» WHAT YOU WILL DO
Restate the lines word for word, from the one containing "No, it's id" through the last line of the entries below, without any other lines.

╭─ AVAILABLE RECORDS

Issue #1217, opened 2023-07-15
[FEATURE REQUEST] Discover Packages – Search: Browse the search results by pressing the down or up arrow keys


RavenMacDaddy:
### Please confirm these before moving forward

- [X] I have searched for my feature proposal and not found a work-in-progress/duplicate/resolved/discarded issue.
- [X] This proposal is a completely new feature. If you want to suggest an improvement or an enhancement, please use [this template](https://github.com/marticliment/WingetUI/issues/new?assignees=marticliment&labels=enhancement&projects=&template=enhancement-improvement.yml&title=%5BENHANCEMENT%5D+%28Enter+your+description+here%29)

### Describe the new feature

That's, after typing the query, pressing the down arrow key would select the top result, and continuing to press the down arrow key, you continue to go down the list.

Pressing the up arrow key selects from the bottom and upwards.

Obviously, the ability to wrap around would be appreciated; If you're at the bottom entry and press the down arrow key, wrap around to the top entry of the results, and vice versa.

Once on the desired entry, press ENTER to execute.

---

Also, pressing ENTER on the selected entry in the list (i.e., app) ought to respect the option to instantly install by double-clicking;

Option off: Shows details of the selected app when pressing ENTER.
Option on: Starts installation of the selected app when pressing ENTER.

### Describe how this new feature could help users.

More effective navigation, never leaving the keyboard to manage WingetUI.

mrixner:
Unfortunately, this is not possible in a useful manner; there's no way (that we've found) to manually change the focus of the list's items, meaning all the selection would do is move the blue outline rather than actually changing the focus (so none of the other keyboard commands, like the enter key, would work). UniGetUI currently has (the default behavior) something similar; it doesn't wrap around, but it _does_ allow other keyboard interaction, so I think we have to stick with that.
See #3018.

PR #3018, opened 2024-11-26
Better keyboard navigation

mrixner:
-----

This pull request allows typing in a package list view to jump to that package, much like how Windows Explorer allows you to type out a file name on your keyboard outside of the search bar to jump directly to the file.

I tried to solve #1217 but I couldn't get `SelectedIndex` and such to work, so I ended up using `FilteredPackage.IndexOf(PackageList.SelectedItem)` and then after all of that apparently the `Select` call doesn't _actually_ select the element and pressing enter would open the package details for the previously selected element, which I don't know how to fix (or even what the problem is). It occurs to me that this affects this code as well, but the main purpose is to focus the element on the screen.


marticliment:
> I tried to solve #1217 but I couldn't get `SelectedIndex` and such to work, so I ended up using `FilteredPackage.IndexOf(PackageList.SelectedItem)`

You can fix this by using the `Index` property of the `PackageWrapper` items that come from the `ObservablePackageCollection` structure (`AbstractPackagesPage.FilteredPackages`), instead of finding the package on the list (with still would work but wouldn't be as efficient.)


I think #1217 is more of a limitation with how ItemsView handles item focus by default. In fact, after pressing a package on the list arrow navigation works.

Perhaps I could implement arrow press detection, and if the user presses an arrow key and no item is selected the first/last item could be manually selected and then focus given to the package list, so it feels more like the Windows explorer. If you want, I can do this.

mrixner:
> You can fix this by using the Index property of the PackageWrapper items that come from the ObservablePackageCollection structure (AbstractPackagesPage.chat), instead of finding the package on the list (with still would work but wouldn't be as efficient.)

Ahh, OK. Done, thanks.

> I think https://github.com/marticliment/UniGetUI/issues/1217 is more of a limitation with how ItemsView handles item focus by default. In fact, after pressing a package on the list arrow navigation works.

Yeah, I noticed this. #1217 was, I think, primarily about making it loop back around, but I've also noticed that occasionally using the arrow keys moves the ListView, not the focused element.

> Perhaps I could implement arrow press detection, and if the user presses an arrow key and no item is selected the first/last item could be manually selected and then focus given to the package list, so it feels more like the Windows explorer. If you want, I can do this.

Yeah, this isn't that hard; fixed in 1d1ee33.

I think the two solutions to making the keyboard navigation actually useful is that `SelectAndScrollTo` needs to put the focus on the selected element, which I couldn't figure out how to do, or `PackageItemContainer_KeyUp` ([AbstractPackagesPage.xaml.cs:907](https://github.com/mrixner/UniGetUI/blob/fee02f95a450ac16b5eec36398afc5db84a560f9/src/UniGetUI/Pages/SoftwarePages/AbstractPackagesPage.xaml.cs#L909)) needs to use the `SelectedItem` instead of the `sender`.

marticliment:
> I think the two solutions to making the keyboard navigation actually useful is that `SelectAndScrollTo` needs to put the focus on the selected element, which I couldn't figure out how to do, or `PackageItemContainer_KeyUp` ([AbstractPackagesPage.xaml.cs:907](https://github.com/mrixner/UniGetUI/blob/fee02f95a450ac16b5eec36398afc5db84a560f9/src/UniGetUI/Pages/SoftwarePages/AbstractPackagesPage.xaml.cs#L909)) needs to use the `SelectedItem` instead of the `sender`.

I don't think the second is possible, do you think that forcing focus on the ItemsView on SelectAnScrollTo could fix the issue?

mrixner:
> I don't think the second is possible, do you think that forcing focus on the ItemsView on SelectAnScrollTo could fix the issue?

Yeah, I'm pretty sure the problem is that while the item is selected, the focused item doesn't change, and the focused item is the one sending the event.

mrixner:
Correction: forcing focus on the _ItemView_ wouldn't work, the focus has to be on the element being selected.

marticliment:
I am then afraid that this issue cannot be fixed by a limitation on WinUI

mrixner:
Ahh, that's unfortunate. I would've really appreciated this :( I suppose I should remove the arrow key code then, since it doesn't make much sense to a) hinder the default behavior and b) have arrow key selection that doesn't actually allow enter-for-package details. Is my assessment correct?

mrixner:
> I don't think the second is possible

Could I ask why not? Does the Sender expose something `SelectedItem` doesn't? Or is it better practice?

marticliment:
> Could I ask why not? Does the Sender expose something `SelectedItem` doesn't? Or is it better practice

Tested it twice and didn't succeed. They seem to be unreliable. Or at least when I tried I couldn't get them to work.

marticliment:
I have been testing the code, and I have observed the following behaviour:
Pressing multiple times the same key does not iterate over packages starting with the same key (it should do that if the goal is to mimic windows explorer). Instead, it jumps to a random package. Let me give details:
 1. Press letter `b`. Package _BDlot DVD master_ gets highlighted (as expected).
 2. Press letter `b` (again). Instead of _Beaker_ being selected, _Anki_ gets selected, which is not even the first package that starts with letter a.
 3. Pressing the letter `b` more times will remain on _Anki_ being selected.

marticliment (changes requested):
Issue mentioned on the PR conversation

mrixner:
Anki is probably being selected because it's ID has a `bb` in it? I noticed this in explorer the other day but I didn't even know that was the functionality before lol... I'll go fix it.

marticliment:
> Anki is probably being selected because it's ID has a `bb` in it?

No, it's id is `Anki.Anki`

mrixner:
Well that's really bizarre then, I can't imagine why that would be.

marticliment:
Please mark the conversation as resolved when you can fix the issue, thanks!

mrixner (commented):
Fixes implemented

mrixner:
> Please mark the conversation as resolved when you can fix the issue, thanks!

Uhh... I'm not sure how...

marticliment (approved):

╰─

» EXERCISE RESPONSE
No, it's id is `Anki.Anki`

mrixner:
Well that's really bizarre then, I can't imagine why that would be.

marticliment:
Please mark the conversation as resolved when you can fix the issue, thanks!

mrixner (commented):
Fixes implemented

mrixner:
> Please mark the conversation as resolved when you can fix the issue, thanks!

Uhh... I'm not sure how...

marticliment (approved):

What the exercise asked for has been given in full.